PR #1388, opened 2024-01-04
fix: don't crash if some configs values aren't present

aronwk-aaron:
remove not starting if ini's aren't present since everything can run from env vars now

tested running a server with no ini's and the db connector game proper feedback
tested running with only the MYSQL_XXXX configs set as env vars and the server ran perfect and I was able to connect with a client

### DIFF
--- a/dAuthServer/AuthServer.cpp
+++ b/dAuthServer/AuthServer.cpp
@@ -83,12 +83,15 @@ int main(int argc, char** argv) {
 	Game::randomEngine = std::mt19937(time(0));
 
 	//It's safe to pass 'localhost' here, as the IP is only used as the external IP.
-	uint32_t maxClients = 50;
+	uint32_t maxClients = 999;
 	uint32_t ourPort = 1001; //LU client is hardcoded to use this for auth port, so I'm making it the default.
-	if (Game::config->GetValue("max_clients") != "") maxClients = std::stoi(Game::config->GetValue("max_clients"));
-	if (Game::config->GetValue("auth_server_port") != "") ourPort = std::atoi(Game::config->GetValue("auth_server_port").c_str());
+	std::string ourIP = "localhost";
+	GeneralUtils::TryParse(Game::config->GetValue("max_clients"), maxClients);
+	GeneralUtils::TryParse(Game::config->GetValue("auth_server_port"), ourPort);
+	const auto externalIPString = Game::config->GetValue("external_ip");
+	if (!externalIPString.empty()) ourIP = externalIPString;
 
-	Game::server = new dServer(Game::config->GetValue("external_ip"), ourPort, 0, maxClients, false, true, Game::logger, masterIP, masterPort, ServerType::Auth, Game::config, &Game::lastSignal);
+	Game::server = new dServer(ourIP, ourPort, 0, maxClients, false, true, Game::logger, masterIP, masterPort, ServerType::Auth, Game::config, &Game::lastSignal);
 
 	//Run it until server gets a kill message from Master:
 	auto t = std::chrono::high_resolution_clock::now();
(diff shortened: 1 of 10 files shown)


dAuthServer/AuthServer.cpp
```diff
@@ -83,12 +83,15 @@ int main(int argc, char** argv) {
...
 	//It's safe to pass 'localhost' here, as the IP is only used as the external IP.
-	uint32_t maxClients = 50;
+	uint32_t maxClients = 999;
 	uint32_t ourPort = 1001; //LU client is hardcoded to use this for auth port, so I'm making it the default.
-	if (Game::config->GetValue("max_clients") != "") maxClients = std::stoi(Game::config->GetValue("max_clients"));
-	if (Game::config->GetValue("auth_server_port") != "") ourPort = std::atoi(Game::config->GetValue("auth_server_port").c_str());
+	std::string ourIP = "localhost";
 
-	Game::server = new dServer(Game::config->GetValue("external_ip"), ourPort, 0, maxClients, false, true, Game::logger, masterIP, masterPort, ServerType::Auth, Game::config, &Game::lastSignal);
+	if (!Game::config->GetValue("max_clients").empty()) maxClients = std::stoi(Game::config->GetValue("max_clients"));
```
Xiphoseer, line 90: I know it's a oneliner this way, but can we only do the GetValue once per key?

Xiphoseer (approved):

dAuthServer/AuthServer.cpp
aronwk-aaron: Was thinking about doing that for all of these I've touched. Since they're gotten twice at worst case. 
Want me to change that and cut it down to once?

aronwk-aaron: I think I'm just gong to leave it as it unless others bring it up. I'm not sure of the impact of storing it locally vs just grabbing it every time

EmosewaMC: Storing it locally as a copy is safe to do.

aronwk-aaron: (would preferably use tryparse as we discussed, so I'll try to look into why that is causing issues more later)

aronwk-aaron: move things to use tryParse where applicable

aronwk-aaron:
retested things, they work.
Was probably doing something stupid and didn't see it

dPhysics/dpWorld.cpp
```diff
@@ -10,14 +10,17 @@
 #include "dConfig.h"
 
 void dpWorld::Initialize(unsigned int zoneID, bool generateNewNavMesh) {
-	phys_sp_tilecount = std::atoi(Game::config->GetValue("phys_sp_tilecount").c_str());
-	phys_sp_tilesize = std::atoi(Game::config->GetValue("phys_sp_tilesize").c_str());
+	const auto physSpTilecount = Game::config->GetValue("phys_sp_tilecount");
```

# # # #

ACTIVITY → Lines from the start of the material through the line containing "remove not starting" are wanted. Write them out exactly.

SOLUTION FOR THIS EXERCISE →
PR #1388, opened 2024-01-04
fix: don't crash if some configs values aren't present

aronwk-aaron:
remove not starting if ini's aren't present since everything can run from env vars now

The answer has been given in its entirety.